PR #1770, opened 2026-06-12
feat(search): add ChannelMemberSearchSource

MartinCupela:
## Goal

Add ChannelMemberSearchSource that can be used to paginate and search for channel members in channel management UIs.

Also removes condition for existence of searchQuery in MessageSearchSource.

### DIFF
--- a/src/search/ChannelMemberSearchSource.ts
+++ b/src/search/ChannelMemberSearchSource.ts
@@ -1,0 +1,85 @@
+import { BaseSearchSource } from './BaseSearchSource';
+import { FilterBuilder, type FilterBuilderOptions } from '../pagination';
+import type { Channel } from '../channel';
+import type {
+  ChannelMemberResponse,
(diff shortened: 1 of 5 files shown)


src/search/ChannelMemberSearchSource.ts
```diff
@@ -0,0 +1,85 @@
...
+    >({
+      initialFilterConfig: {
+        default: {
+          enabled: true,
+          generate: ({ searchQuery }) =>
+            searchQuery
+              ? {
+                  $or: [
+                    { name: { $autocomplete: searchQuery } },
+                    { id: { $eq: searchQuery } },
```
szuperaz, line 53: I don't really see the benefit of having `id` in the default search config, but I guess since it's not `$autocomplete` but `$eq` it doesn't hurt either, so feel free to leave it in

szuperaz (approved):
::::
## Task description
Working through the listing above, count every line that holds "searchQuery" and answer with the count alone.

## Exercise answer
5